ASSIGNMENT: Could you output each line of the data that follows exactly?

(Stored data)
-- Opening Marker --

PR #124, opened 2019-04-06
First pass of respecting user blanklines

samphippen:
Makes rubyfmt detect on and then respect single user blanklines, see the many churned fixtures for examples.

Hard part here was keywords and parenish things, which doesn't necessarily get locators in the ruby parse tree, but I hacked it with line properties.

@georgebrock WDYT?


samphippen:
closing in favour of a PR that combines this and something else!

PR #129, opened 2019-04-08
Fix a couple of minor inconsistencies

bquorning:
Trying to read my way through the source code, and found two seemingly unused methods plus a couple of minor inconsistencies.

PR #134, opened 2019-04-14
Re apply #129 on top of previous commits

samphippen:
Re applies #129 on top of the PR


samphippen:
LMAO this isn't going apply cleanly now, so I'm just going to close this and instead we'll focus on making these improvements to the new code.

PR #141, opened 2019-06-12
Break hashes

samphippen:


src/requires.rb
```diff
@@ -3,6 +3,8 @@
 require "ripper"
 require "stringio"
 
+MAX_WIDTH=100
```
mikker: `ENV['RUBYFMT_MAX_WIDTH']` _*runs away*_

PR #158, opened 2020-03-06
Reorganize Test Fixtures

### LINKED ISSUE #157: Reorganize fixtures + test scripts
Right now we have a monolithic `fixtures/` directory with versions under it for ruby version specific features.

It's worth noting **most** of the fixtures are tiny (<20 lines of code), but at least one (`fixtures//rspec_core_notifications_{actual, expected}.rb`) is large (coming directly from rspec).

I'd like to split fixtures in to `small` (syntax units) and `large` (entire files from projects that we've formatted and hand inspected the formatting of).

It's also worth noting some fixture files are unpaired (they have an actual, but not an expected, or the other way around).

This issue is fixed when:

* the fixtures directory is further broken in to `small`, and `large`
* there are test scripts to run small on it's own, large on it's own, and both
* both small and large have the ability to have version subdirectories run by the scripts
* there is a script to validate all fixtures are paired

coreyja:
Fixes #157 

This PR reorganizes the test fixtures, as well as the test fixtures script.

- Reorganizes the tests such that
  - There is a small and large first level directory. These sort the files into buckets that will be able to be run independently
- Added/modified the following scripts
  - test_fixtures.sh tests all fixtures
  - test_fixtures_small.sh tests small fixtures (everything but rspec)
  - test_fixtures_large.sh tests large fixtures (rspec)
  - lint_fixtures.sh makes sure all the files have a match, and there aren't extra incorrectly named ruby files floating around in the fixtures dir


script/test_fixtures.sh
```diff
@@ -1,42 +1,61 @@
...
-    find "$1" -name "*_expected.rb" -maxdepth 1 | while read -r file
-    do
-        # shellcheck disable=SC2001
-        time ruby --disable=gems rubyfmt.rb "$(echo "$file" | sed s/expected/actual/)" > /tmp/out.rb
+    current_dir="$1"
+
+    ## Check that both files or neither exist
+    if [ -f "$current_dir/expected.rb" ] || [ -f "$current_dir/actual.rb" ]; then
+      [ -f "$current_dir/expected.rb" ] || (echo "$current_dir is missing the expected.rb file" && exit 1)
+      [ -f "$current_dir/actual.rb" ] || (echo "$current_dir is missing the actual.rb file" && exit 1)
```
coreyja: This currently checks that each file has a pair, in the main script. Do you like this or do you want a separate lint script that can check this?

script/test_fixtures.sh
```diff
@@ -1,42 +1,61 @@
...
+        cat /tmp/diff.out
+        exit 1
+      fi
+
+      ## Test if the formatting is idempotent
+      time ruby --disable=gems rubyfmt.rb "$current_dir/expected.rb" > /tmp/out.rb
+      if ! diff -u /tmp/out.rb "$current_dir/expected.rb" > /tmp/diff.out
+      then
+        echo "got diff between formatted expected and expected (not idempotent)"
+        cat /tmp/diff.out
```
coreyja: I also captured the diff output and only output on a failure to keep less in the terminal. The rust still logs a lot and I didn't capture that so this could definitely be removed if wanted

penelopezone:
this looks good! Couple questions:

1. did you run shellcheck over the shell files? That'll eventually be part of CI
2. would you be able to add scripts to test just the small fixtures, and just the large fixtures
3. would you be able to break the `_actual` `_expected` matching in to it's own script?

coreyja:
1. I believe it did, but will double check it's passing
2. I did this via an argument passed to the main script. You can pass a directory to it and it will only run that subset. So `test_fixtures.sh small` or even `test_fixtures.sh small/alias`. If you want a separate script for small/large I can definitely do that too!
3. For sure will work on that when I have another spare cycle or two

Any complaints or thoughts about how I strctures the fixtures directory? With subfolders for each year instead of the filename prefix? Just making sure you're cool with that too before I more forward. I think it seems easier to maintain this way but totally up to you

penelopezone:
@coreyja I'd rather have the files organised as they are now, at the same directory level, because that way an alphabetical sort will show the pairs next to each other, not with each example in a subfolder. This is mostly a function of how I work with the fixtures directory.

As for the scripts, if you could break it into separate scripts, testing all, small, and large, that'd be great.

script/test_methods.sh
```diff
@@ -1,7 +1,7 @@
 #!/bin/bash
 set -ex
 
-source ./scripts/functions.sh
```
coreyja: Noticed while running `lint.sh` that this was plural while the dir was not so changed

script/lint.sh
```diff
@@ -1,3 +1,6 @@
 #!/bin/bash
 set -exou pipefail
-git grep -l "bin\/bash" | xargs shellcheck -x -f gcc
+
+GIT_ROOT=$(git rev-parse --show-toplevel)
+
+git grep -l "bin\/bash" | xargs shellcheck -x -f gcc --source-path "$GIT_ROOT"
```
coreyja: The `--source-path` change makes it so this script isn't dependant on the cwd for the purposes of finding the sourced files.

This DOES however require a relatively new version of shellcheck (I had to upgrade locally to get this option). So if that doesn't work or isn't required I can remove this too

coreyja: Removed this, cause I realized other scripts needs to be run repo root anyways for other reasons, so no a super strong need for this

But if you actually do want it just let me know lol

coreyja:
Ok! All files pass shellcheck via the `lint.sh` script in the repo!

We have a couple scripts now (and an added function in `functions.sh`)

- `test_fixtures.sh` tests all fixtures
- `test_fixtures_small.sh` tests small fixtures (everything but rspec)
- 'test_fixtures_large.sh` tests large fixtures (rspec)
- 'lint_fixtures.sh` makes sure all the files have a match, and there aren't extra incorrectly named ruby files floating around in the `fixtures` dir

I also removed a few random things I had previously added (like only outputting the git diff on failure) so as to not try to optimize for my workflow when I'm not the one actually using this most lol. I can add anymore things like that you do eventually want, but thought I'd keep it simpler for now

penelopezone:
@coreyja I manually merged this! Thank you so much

-- Closing Marker --

WRITTEN ANSWER:
PR #124, opened 2019-04-06
First pass of respecting user blanklines

samphippen:
Makes rubyfmt detect on and then respect single user blanklines, see the many churned fixtures for examples.

Hard part here was keywords and parenish things, which doesn't necessarily get locators in the ruby parse tree, but I hacked it with line properties.

@georgebrock WDYT?


samphippen:
closing in favour of a PR that combines this and something else!

PR #129, opened 2019-04-08
Fix a couple of minor inconsistencies

bquorning:
Trying to read my way through the source code, and found two seemingly unused methods plus a couple of minor inconsistencies.

PR #134, opened 2019-04-14
Re apply #129 on top of previous commits

samphippen:
Re applies #129 on top of the PR


samphippen:
LMAO this isn't going apply cleanly now, so I'm just going to close this and instead we'll focus on making these improvements to the new code.

PR #141, opened 2019-06-12
Break hashes

samphippen:


src/requires.rb
```diff
@@ -3,6 +3,8 @@
 require "ripper"
 require "stringio"
 
+MAX_WIDTH=100
```
mikker: `ENV['RUBYFMT_MAX_WIDTH']` _*runs away*_

PR #158, opened 2020-03-06
Reorganize Test Fixtures

### LINKED ISSUE #157: Reorganize fixtures + test scripts
Right now we have a monolithic `fixtures/` directory with versions under it for ruby version specific features.

It's worth noting **most** of the fixtures are tiny (<20 lines of code), but at least one (`fixtures//rspec_core_notifications_{actual, expected}.rb`) is large (coming directly from rspec).

I'd like to split fixtures in to `small` (syntax units) and `large` (entire files from projects that we've formatted and hand inspected the formatting of).

It's also worth noting some fixture files are unpaired (they have an actual, but not an expected, or the other way around).

This issue is fixed when:

* the fixtures directory is further broken in to `small`, and `large`
* there are test scripts to run small on it's own, large on it's own, and both
* both small and large have the ability to have version subdirectories run by the scripts
* there is a script to validate all fixtures are paired

coreyja:
Fixes #157 

This PR reorganizes the test fixtures, as well as the test fixtures script.

- Reorganizes the tests such that
  - There is a small and large first level directory. These sort the files into buckets that will be able to be run independently
- Added/modified the following scripts
  - test_fixtures.sh tests all fixtures
  - test_fixtures_small.sh tests small fixtures (everything but rspec)
  - test_fixtures_large.sh tests large fixtures (rspec)
  - lint_fixtures.sh makes sure all the files have a match, and there aren't extra incorrectly named ruby files floating around in the fixtures dir


script/test_fixtures.sh
```diff
@@ -1,42 +1,61 @@
...
-    find "$1" -name "*_expected.rb" -maxdepth 1 | while read -r file
-    do
-        # shellcheck disable=SC2001
-        time ruby --disable=gems rubyfmt.rb "$(echo "$file" | sed s/expected/actual/)" > /tmp/out.rb
+    current_dir="$1"
+
+    ## Check that both files or neither exist
+    if [ -f "$current_dir/expected.rb" ] || [ -f "$current_dir/actual.rb" ]; then
+      [ -f "$current_dir/expected.rb" ] || (echo "$current_dir is missing the expected.rb file" && exit 1)
+      [ -f "$current_dir/actual.rb" ] || (echo "$current_dir is missing the actual.rb file" && exit 1)
```
coreyja: This currently checks that each file has a pair, in the main script. Do you like this or do you want a separate lint script that can check this?

script/test_fixtures.sh
```diff
@@ -1,42 +1,61 @@
...
+        cat /tmp/diff.out
+        exit 1
+      fi
+
+      ## Test if the formatting is idempotent
+      time ruby --disable=gems rubyfmt.rb "$current_dir/expected.rb" > /tmp/out.rb
+      if ! diff -u /tmp/out.rb "$current_dir/expected.rb" > /tmp/diff.out
+      then
+        echo "got diff between formatted expected and expected (not idempotent)"
+        cat /tmp/diff.out
```
coreyja: I also captured the diff output and only output on a failure to keep less in the terminal. The rust still logs a lot and I didn't capture that so this could definitely be removed if wanted

penelopezone:
this looks good! Couple questions:

1. did you run shellcheck over the shell files? That'll eventually be part of CI
2. would you be able to add scripts to test just the small fixtures, and just the large fixtures
3. would you be able to break the `_actual` `_expected` matching in to it's own script?

coreyja:
1. I believe it did, but will double check it's passing
2. I did this via an argument passed to the main script. You can pass a directory to it and it will only run that subset. So `test_fixtures.sh small` or even `test_fixtures.sh small/alias`. If you want a separate script for small/large I can definitely do that too!
3. For sure will work on that when I have another spare cycle or two

Any complaints or thoughts about how I strctures the fixtures directory? With subfolders for each year instead of the filename prefix? Just making sure you're cool with that too before I more forward. I think it seems easier to maintain this way but totally up to you

penelopezone:
@coreyja I'd rather have the files organised as they are now, at the same directory level, because that way an alphabetical sort will show the pairs next to each other, not with each example in a subfolder. This is mostly a function of how I work with the fixtures directory.

As for the scripts, if you could break it into separate scripts, testing all, small, and large, that'd be great.

script/test_methods.sh
```diff
@@ -1,7 +1,7 @@
 #!/bin/bash
 set -ex
 
-source ./scripts/functions.sh
```
coreyja: Noticed while running `lint.sh` that this was plural while the dir was not so changed

script/lint.sh
```diff
@@ -1,3 +1,6 @@
 #!/bin/bash
 set -exou pipefail
-git grep -l "bin\/bash" | xargs shellcheck -x -f gcc
+
+GIT_ROOT=$(git rev-parse --show-toplevel)
+
+git grep -l "bin\/bash" | xargs shellcheck -x -f gcc --source-path "$GIT_ROOT"
```
coreyja: The `--source-path` change makes it so this script isn't dependant on the cwd for the purposes of finding the sourced files.

This DOES however require a relatively new version of shellcheck (I had to upgrade locally to get this option). So if that doesn't work or isn't required I can remove this too

coreyja: Removed this, cause I realized other scripts needs to be run repo root anyways for other reasons, so no a super strong need for this

But if you actually do want it just let me know lol

coreyja:
Ok! All files pass shellcheck via the `lint.sh` script in the repo!

We have a couple scripts now (and an added function in `functions.sh`)

- `test_fixtures.sh` tests all fixtures
- `test_fixtures_small.sh` tests small fixtures (everything but rspec)
- 'test_fixtures_large.sh` tests large fixtures (rspec)
- 'lint_fixtures.sh` makes sure all the files have a match, and there aren't extra incorrectly named ruby files floating around in the `fixtures` dir

I also removed a few random things I had previously added (like only outputting the git diff on failure) so as to not try to optimize for my workflow when I'm not the one actually using this most lol. I can add anymore things like that you do eventually want, but thought I'd keep it simpler for now

penelopezone:
@coreyja I manually merged this! Thank you so much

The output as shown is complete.